PR #3634, opened 2024-01-02
[PM-5645] Cosmos DB Grant Storage

kspearrin:
## Type of change

```
- [ ] Bug fix
- [x] New feature development
- [ ] Other
```

## Objective
Migrate Grant data from Redis to CosmosDB storage. Cosmos implementation should fallback to Redis and SQL if Grant is not found in Cosmos. This will allow us to migrate storage services without issue.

----------------

| Aim of the exercise |
Lines from the one containing "## Type of change" through the last line of the data above are the only output wanted; restate them exactly.

| Problem solution |
## Type of change

```
- [ ] Bug fix
- [x] New feature development
- [ ] Other
```

## Objective
Migrate Grant data from Redis to CosmosDB storage. Cosmos implementation should fallback to Redis and SQL if Grant is not found in Cosmos. This will allow us to migrate storage services without issue.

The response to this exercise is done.